Stored data:
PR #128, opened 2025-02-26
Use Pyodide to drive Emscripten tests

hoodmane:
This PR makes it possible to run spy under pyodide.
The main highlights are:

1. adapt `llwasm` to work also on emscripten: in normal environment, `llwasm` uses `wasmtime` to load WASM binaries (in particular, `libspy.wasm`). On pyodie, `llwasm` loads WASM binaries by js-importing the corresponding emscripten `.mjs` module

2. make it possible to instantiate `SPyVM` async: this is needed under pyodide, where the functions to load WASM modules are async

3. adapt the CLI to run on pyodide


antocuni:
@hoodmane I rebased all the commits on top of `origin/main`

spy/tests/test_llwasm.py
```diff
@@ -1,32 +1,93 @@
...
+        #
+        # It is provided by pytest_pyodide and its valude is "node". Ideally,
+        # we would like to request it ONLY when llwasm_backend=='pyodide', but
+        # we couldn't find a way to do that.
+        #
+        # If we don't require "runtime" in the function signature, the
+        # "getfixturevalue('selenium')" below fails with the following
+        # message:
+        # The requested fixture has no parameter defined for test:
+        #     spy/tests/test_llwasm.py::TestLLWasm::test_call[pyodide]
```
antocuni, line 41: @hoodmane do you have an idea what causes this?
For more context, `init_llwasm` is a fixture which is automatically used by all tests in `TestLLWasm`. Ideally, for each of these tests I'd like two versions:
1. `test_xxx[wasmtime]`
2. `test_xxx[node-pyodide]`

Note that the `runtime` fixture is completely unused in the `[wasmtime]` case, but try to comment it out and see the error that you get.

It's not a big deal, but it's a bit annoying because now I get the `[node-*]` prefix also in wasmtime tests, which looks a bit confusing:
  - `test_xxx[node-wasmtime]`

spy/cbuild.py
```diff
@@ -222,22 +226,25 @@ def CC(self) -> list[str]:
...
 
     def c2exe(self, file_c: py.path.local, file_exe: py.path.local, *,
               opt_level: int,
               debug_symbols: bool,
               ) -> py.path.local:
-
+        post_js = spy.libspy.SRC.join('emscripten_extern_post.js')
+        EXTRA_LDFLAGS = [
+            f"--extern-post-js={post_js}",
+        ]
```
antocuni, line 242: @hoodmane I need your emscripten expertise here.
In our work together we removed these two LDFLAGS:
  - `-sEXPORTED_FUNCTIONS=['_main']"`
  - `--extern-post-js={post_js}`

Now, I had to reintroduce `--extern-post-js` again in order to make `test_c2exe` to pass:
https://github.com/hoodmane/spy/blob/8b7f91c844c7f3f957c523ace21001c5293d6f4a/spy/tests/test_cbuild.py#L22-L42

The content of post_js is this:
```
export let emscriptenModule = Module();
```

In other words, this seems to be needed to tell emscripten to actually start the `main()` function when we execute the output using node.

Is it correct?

* [WHAT THE EXERCISE ASKS]: All that belongs in your answer is the stretch of entries above from the line with "The main highlights" through the line with "to work also", printed exactly.

* [SOLUTION TO THE PROBLEM]:
The main highlights are:

1. adapt `llwasm` to work also on emscripten: in normal environment, `llwasm` uses `wasmtime` to load WASM binaries (in particular, `libspy.wasm`). On pyodie, `llwasm` loads WASM binaries by js-importing the corresponding emscripten `.mjs` module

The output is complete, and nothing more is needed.